Nonetheless, we’re all running out of time to do the right thing—and I’m not sure the rest of us can afford to let the grasshoppers continue to have their day in the sun.

- Nevin E. Adams, JD

Saturday, February 02, 2008

Don’t Just Do Something, Stand There!


If you’ve been asked in the past two weeks what to do about the market (and who hasn’t), I’m sure your response has been something along the lines of…“Nothing.”

There are, of course, more eloquent ways to express that sentiment. And, let’s face it, when it seems that everyone is asking that question – it’s generally well past the time when it is prudent to try and do something. Still, it seems that throughout my professional career, every time the market plunges (even when it stays down for an extended period), the pundits all seem to say the same thing; “the fundamentals are sound,” “we’re going through a period of short-term volatility”, sometimes even that that period of “short-term volatility” was anticipated (apparently even an innocuous footnote about the possibility of such things “counts”).

Naturally, we’d all like to believe is that we don’t need to do anything in these times of - “uncertainty” - because, well ahead of the current tumult, things have already been done to protect us on the downside. However much we would like to believe that, there’s something to be said for a timely, comforting voice of reassurance. Better yet if that reassurance comes from someone knowledgeable in such matters – and better still when that reassurance comes from someone familiar with the particulars of our investment portfolio. That’s why, to some extent, I find the platitudes from various economists somewhat disingenuous; not only are they blissfully ignorant of my own personal asset allocation, what they always seem to be saying, IMHO, is “don’t take your money away from us.”

Still, plan sponsor fiduciaries are generally appreciative of those messages. They bear responsibility for the prudence of such investments, after all – and the reassurances of experts that prudence has been manifested in their decisions (or their non-decisions) is understandably welcome. Most are only too happy to pass along those reassurances to the those on whose behalf their decisions (or non-decisions) have been made.

Those retirement plan participants are often reminded that their 401(k)s are long-term investments, that they continue to benefit from the on-going benefits of dollar-cost averaging, and perhaps increasingly that their investment in a diversified asset allocation “solution” means that they needn’t concern themselves with those kind of interim swings. And, for the most part, at least in my experience, on a day-to-day basis most are oblivious to a fault about the status of those investments. They may have a passing awareness that the markets are down, and some consciousness that their retirement plan investments could be impacted.

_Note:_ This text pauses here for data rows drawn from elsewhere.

PR #742, opened 2024-04-10
Update CodeBuild Runner integration to include the run id and attempt

popematt:
**Issue #, if available:**

None

**Description of changes:**

According to https://docs.aws.amazon.com/codebuild/latest/userguide/action-runner.html, we need to start including the run id and run attempt in the "runs on" configuration for CodeBuild-hosted runners.

I've also created a job that functions as a "join" operation for all of the forks from the build matrix. We can use the build confirmation job as the required job for the branch protection rule since it has a stable name.

The codecov workflow is failing for this PR. It looks like it's related to [this issue](https://community.codecov.com/t/upload-issues-unable-to-locate-build-via-github-actions-api/3954), so in theory, it's to be expected for any fork->source PRs (since the workflows for the PR can't access GitHub secrets).

If this PR is approved, I will also update the branch protection rule accordingly.

### DIFF
--- a/.github/workflows/rust.yml
+++ b/.github/workflows/rust.yml
@@ -3,25 +3,59 @@ name: CI Build
 on: [push, pull_request]
 
 jobs:
+  setup:
+    # This job sets up the runners to be used in the matrix for the build workflow.
+    # It provides a list of available runners with stable, human-friendly names and a mapping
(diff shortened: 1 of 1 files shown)


desaikd (approved):
LGTM!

There is, however, a new generation of participant-investor emerging. One that has, consciously or, increasingly, unconsciously, relinquished control of that portfolio to experts – individual advisers, perhaps in the form of managed accounts, or less personalized solutions, such as target-date funds. What remains to be seen is how some of these “proxies” will fare in troubled markets – and perhaps just as importantly, how they will be perceived as doing.

Tough times can engender resentment and, in extreme cases, litigation. But they can also foster an appreciation for past expert counsel, and that current reassurance that the storm has been anticipated – and tough times can bring opportunity.

So, are the portfolios you’re responsible for standing pat – or just standing still?